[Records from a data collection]
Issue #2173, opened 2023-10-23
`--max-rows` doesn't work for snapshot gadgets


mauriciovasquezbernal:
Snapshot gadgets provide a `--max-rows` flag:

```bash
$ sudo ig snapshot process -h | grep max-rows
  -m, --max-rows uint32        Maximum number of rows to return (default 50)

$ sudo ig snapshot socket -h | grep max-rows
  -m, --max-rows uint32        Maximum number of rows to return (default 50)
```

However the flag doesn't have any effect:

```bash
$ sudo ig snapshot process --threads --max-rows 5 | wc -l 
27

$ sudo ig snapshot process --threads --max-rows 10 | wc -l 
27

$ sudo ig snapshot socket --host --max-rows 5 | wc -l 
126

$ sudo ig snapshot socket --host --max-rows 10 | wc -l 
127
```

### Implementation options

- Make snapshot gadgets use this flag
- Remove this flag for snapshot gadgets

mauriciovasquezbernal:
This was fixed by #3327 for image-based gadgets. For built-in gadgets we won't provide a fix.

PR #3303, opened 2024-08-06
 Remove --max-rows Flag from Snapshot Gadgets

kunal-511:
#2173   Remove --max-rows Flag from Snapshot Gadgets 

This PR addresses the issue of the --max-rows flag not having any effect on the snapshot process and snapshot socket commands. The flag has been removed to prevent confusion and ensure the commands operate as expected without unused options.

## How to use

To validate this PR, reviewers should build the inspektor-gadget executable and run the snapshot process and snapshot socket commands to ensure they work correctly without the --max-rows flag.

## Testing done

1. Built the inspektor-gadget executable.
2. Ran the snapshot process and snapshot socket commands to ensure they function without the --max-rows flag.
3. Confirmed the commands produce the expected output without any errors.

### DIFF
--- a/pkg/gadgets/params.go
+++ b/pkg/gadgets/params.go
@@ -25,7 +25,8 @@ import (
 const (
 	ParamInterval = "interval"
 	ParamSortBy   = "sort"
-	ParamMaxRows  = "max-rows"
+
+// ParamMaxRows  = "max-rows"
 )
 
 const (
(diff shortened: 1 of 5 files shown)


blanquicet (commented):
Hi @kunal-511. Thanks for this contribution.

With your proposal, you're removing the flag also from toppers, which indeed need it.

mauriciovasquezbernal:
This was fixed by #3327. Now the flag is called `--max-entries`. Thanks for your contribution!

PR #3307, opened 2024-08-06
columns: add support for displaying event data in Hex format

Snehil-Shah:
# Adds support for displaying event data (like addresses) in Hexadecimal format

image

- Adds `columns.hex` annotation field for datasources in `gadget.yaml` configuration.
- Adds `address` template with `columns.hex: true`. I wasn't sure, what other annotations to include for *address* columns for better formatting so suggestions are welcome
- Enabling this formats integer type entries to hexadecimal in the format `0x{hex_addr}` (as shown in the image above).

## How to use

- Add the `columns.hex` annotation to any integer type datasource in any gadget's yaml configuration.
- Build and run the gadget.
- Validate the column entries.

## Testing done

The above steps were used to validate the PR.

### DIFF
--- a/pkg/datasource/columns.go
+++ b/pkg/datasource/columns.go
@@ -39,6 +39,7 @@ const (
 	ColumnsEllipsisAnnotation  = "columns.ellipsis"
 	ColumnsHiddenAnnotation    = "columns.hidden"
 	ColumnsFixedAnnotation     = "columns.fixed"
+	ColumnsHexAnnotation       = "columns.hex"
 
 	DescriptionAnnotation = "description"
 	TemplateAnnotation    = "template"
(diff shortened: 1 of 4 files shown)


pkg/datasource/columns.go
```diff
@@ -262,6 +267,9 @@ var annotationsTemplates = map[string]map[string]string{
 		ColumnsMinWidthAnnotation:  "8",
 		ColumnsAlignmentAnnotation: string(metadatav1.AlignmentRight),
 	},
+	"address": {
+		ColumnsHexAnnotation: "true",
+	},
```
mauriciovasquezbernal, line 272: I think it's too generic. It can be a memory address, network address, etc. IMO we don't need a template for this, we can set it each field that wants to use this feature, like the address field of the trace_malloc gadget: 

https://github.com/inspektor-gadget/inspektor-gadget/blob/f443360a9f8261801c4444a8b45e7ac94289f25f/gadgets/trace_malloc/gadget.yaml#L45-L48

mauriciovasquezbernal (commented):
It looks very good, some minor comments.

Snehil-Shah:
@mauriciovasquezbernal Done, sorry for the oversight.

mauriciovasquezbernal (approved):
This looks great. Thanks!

TASK TO COMPLETE:
Output every line from the records, exactly as written.

ANSWER TO THIS TASK:
Issue #2173, opened 2023-10-23
`--max-rows` doesn't work for snapshot gadgets


mauriciovasquezbernal:
Snapshot gadgets provide a `--max-rows` flag:

```bash
$ sudo ig snapshot process -h | grep max-rows
  -m, --max-rows uint32        Maximum number of rows to return (default 50)

$ sudo ig snapshot socket -h | grep max-rows
  -m, --max-rows uint32        Maximum number of rows to return (default 50)
```

However the flag doesn't have any effect:

```bash
$ sudo ig snapshot process --threads --max-rows 5 | wc -l 
27

$ sudo ig snapshot process --threads --max-rows 10 | wc -l 
27

$ sudo ig snapshot socket --host --max-rows 5 | wc -l 
126

$ sudo ig snapshot socket --host --max-rows 10 | wc -l 
127
```

### Implementation options

- Make snapshot gadgets use this flag
- Remove this flag for snapshot gadgets

mauriciovasquezbernal:
This was fixed by #3327 for image-based gadgets. For built-in gadgets we won't provide a fix.

PR #3303, opened 2024-08-06
 Remove --max-rows Flag from Snapshot Gadgets

kunal-511:
#2173   Remove --max-rows Flag from Snapshot Gadgets 

This PR addresses the issue of the --max-rows flag not having any effect on the snapshot process and snapshot socket commands. The flag has been removed to prevent confusion and ensure the commands operate as expected without unused options.

## How to use

To validate this PR, reviewers should build the inspektor-gadget executable and run the snapshot process and snapshot socket commands to ensure they work correctly without the --max-rows flag.

## Testing done

1. Built the inspektor-gadget executable.
2. Ran the snapshot process and snapshot socket commands to ensure they function without the --max-rows flag.
3. Confirmed the commands produce the expected output without any errors.

### DIFF
--- a/pkg/gadgets/params.go
+++ b/pkg/gadgets/params.go
@@ -25,7 +25,8 @@ import (
 const (
 	ParamInterval = "interval"
 	ParamSortBy   = "sort"
-	ParamMaxRows  = "max-rows"
+
+// ParamMaxRows  = "max-rows"
 )
 
 const (
(diff shortened: 1 of 5 files shown)


blanquicet (commented):
Hi @kunal-511. Thanks for this contribution.

With your proposal, you're removing the flag also from toppers, which indeed need it.

mauriciovasquezbernal:
This was fixed by #3327. Now the flag is called `--max-entries`. Thanks for your contribution!

PR #3307, opened 2024-08-06
columns: add support for displaying event data in Hex format

Snehil-Shah:
# Adds support for displaying event data (like addresses) in Hexadecimal format

image

- Adds `columns.hex` annotation field for datasources in `gadget.yaml` configuration.
- Adds `address` template with `columns.hex: true`. I wasn't sure, what other annotations to include for *address* columns for better formatting so suggestions are welcome
- Enabling this formats integer type entries to hexadecimal in the format `0x{hex_addr}` (as shown in the image above).

## How to use

- Add the `columns.hex` annotation to any integer type datasource in any gadget's yaml configuration.
- Build and run the gadget.
- Validate the column entries.

## Testing done

The above steps were used to validate the PR.

### DIFF
--- a/pkg/datasource/columns.go
+++ b/pkg/datasource/columns.go
@@ -39,6 +39,7 @@ const (
 	ColumnsEllipsisAnnotation  = "columns.ellipsis"
 	ColumnsHiddenAnnotation    = "columns.hidden"
 	ColumnsFixedAnnotation     = "columns.fixed"
+	ColumnsHexAnnotation       = "columns.hex"
 
 	DescriptionAnnotation = "description"
 	TemplateAnnotation    = "template"
(diff shortened: 1 of 4 files shown)


pkg/datasource/columns.go
```diff
@@ -262,6 +267,9 @@ var annotationsTemplates = map[string]map[string]string{
 		ColumnsMinWidthAnnotation:  "8",
 		ColumnsAlignmentAnnotation: string(metadatav1.AlignmentRight),
 	},
+	"address": {
+		ColumnsHexAnnotation: "true",
+	},
```
mauriciovasquezbernal, line 272: I think it's too generic. It can be a memory address, network address, etc. IMO we don't need a template for this, we can set it each field that wants to use this feature, like the address field of the trace_malloc gadget: 

https://github.com/inspektor-gadget/inspektor-gadget/blob/f443360a9f8261801c4444a8b45e7ac94289f25f/gadgets/trace_malloc/gadget.yaml#L45-L48

mauriciovasquezbernal (commented):
It looks very good, some minor comments.

Snehil-Shah:
@mauriciovasquezbernal Done, sorry for the oversight.

mauriciovasquezbernal (approved):
This looks great. Thanks!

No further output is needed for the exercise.